現在アメリカ全土を揺るがしている「中絶の権利」。6月24日(現地時間)、最高裁判所が1973年の「ロー対ウェイド判決(中絶は憲法で認められた女性の権利だという判断)」を覆したことで、国内の約半数の州が中絶を厳しく制限するという見通しになっています。

国内の分断が深まっていくなかで、中絶が可能な州に移動して手術を受ける従業員に対し、旅費をサポートするとさまざまなアメリカ企業が相次いで表明。本記事では、従業員の中絶手術に関するサポートを行う企業を一部ピックアップします。

※7月5日執筆時のアメリカ国内での情報です。


rallies protesting the supreme court abortion opinion continue in la area
David McNew//Getty Images

アクセンチュア

アクセンチュアは、中絶が禁止されている州に住む従業員を支援するため、医療給付金の増額を決定。地元(居住地から160キロメートル以内)で提供されていない医療サービスを受けるための交通費や航空券、宿泊費まで、社員の旅費が援助されるそう。

バズフィード

中絶を禁止・制限している13州に居住する従業員に対し、安全な中絶を受けるために必要な旅費と費用を提供予定。また、この手続きは完全に機密扱いになると発表。

バンク・オブ・アメリカ

自社の自己保険医療保険プランに加入している従業員とその扶養家族のために、旅費払い戻しの対象となる医療行為のリストを拡大。このリストには、がん治療、卓越した施設での臓器移植、中絶を含む生殖医療、精神疾患による入院が含まれるようになったそう。

ザ ボディショップ

今回の判決の影響を受ける従業員へのサポートだけでなく、セルフケアのための場が必要な従業員や、ボランティアや地元の抗議活動に参加するための休暇を希望する人にも有給休暇を提供。

エスティローダー カンパニーズ

「ロー対ウェイド判決」が覆される可能性を見越して、2週間前から中絶を希望する人のための旅費と宿泊費を負担すると表明していた、エスティローダー。福利厚生の対象となるフルタイムおよびパートタイムの従業員に、個人的な健康上の決断を可能にする包括的な福利厚生の提供を発表。

今後は、自社の医療保険に加入している従業員とその扶養家族が医療のアクセスのために必要な旅行と宿泊を補償対象にするそう。

エクスペディアグループ

従業員が自分の住む州で提供されていない医療を求める場合、旅費を負担。機密保持のために、従業員は医療保険を通じてこの制度を利用し、旅費は制度提供者を通じて払い戻されるそう。

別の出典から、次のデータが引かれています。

Issue #1838, opened 2026-07-13
XSS + broken neighbor links: unescaped JSON.stringify in onclick attribute (export.py:325)


attributex-ai:
## Summary

The HTML exporter emits an inline `onclick` handler by dropping `JSON.stringify(nid)` **unescaped** into a double-quoted HTML attribute. Because `JSON.stringify` wraps the value in its own `"`, the attribute is terminated early on every node. This has two consequences:

1. **The neighbor "focus" links are broken in every generated `graph.html`** — clicking a neighbor evaluates the truncated expression `focusNode(`, which is a syntax error.
2. **Stored XSS when any node `id` or `label` contains a double-quote** — the extra `"` breaks out of the attribute and injects arbitrary attributes/handlers. Node IDs from AST extraction are `[a-z0-9_]`-safe, but IDs and labels sourced from documents, or from scraped page titles via `graphify add <url>`, are not constrained, so a hostile source file/URL can plant an executable handler into the report a user opens locally.

## Location

`graphify/export.py:325` (v0.8.50):

```python
return `<span class="neighbor-link" style="border-left-color:${{esc(color)}}" onclick="focusNode(${{JSON.stringify(nid)}})">${{esc(nb ? nb.label : nid)}}</span>`;
```

Every other interpolation on the adjacent lines is run through `esc(...)`; only the `onclick` payload is not.

## Root cause

Inside a double-quoted attribute, `JSON.stringify("abc")` produces the literal characters `"abc"`. The browser parses `onclick="focusNode("` and stops at the first inner quote — so the handler is always truncated, and any additional `"` in the value starts new attributes.

## Reproduction

Running the exact line-325 template in a browser (via the DOM parser, no custom escaping):

**Normal node ID** — `nid = "questionnaire_skill_questionnaire"`:
- Parsed `onclick` attribute: `focusNode(`  ← truncated, non-functional
- Bonus junk attribute created: `questionnaire_skill_questionnaire")"`

**Node whose id/label contains a quote** — `nid = 'x" onmouseover="alert(1)" data-x="'`:
- Injected attributes on the span: `onmouseover`, `data-x`  ← live event handler, XSS

## Suggested fix

HTML-escape the stringified value so the quotes can't break out:

```python
onclick="focusNode(${{esc(JSON.stringify(nid))}})"
```

[...]

PR #3686, opened 2026-09-19
Fix HTML entity encoding in graph tooltips

### LINKED ISSUE #3664: Node/edge tooltips in graph.html show raw HTML entities (&amp;, &#x27;) instead of decoded characters
## Summary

また従業員は、規定に従って休暇を取ることができ、理由を記入する必要はないとのこと。

H&M

パートタイムおよびフルタイムの従業員が中絶を禁止または制限している州に居住している場合、ほかの州でしか受けられない関連医療サービスの旅費と交通費をカバーすると発表。

JPモルガン・チェース・アンド・カンパニー

現在、臓器移植など特定のサービスを対象としている既存の医療旅行給付を、自宅から遠く離れた場所でしか受けられない、すべての対象医療サービスに拡大することを決定。

a protester holds a placard reading "united states, where a
SOPA Images//Getty Images

ナイキ

ナイキは、家族計画給付金に中絶を含めることを発表。避妊や中絶の補償から、不妊治療や代理出産、養子縁組などで、従業員をサポートすることを約束。

パタゴニア

パタゴニアのヘルスプランに加入している米国内の社員に対しては、中絶のための医療費を負担すると表明。

スターバックス

スターバックスの医療保険に加入している従業員に、中絶にアクセスするための医療旅行払い戻し給付金を提供。

ワーナー・ブラザース・ディスカバリー

中絶や生殖医療を受けるために移動が必要な従業員とその対象家族の交通費をカバー。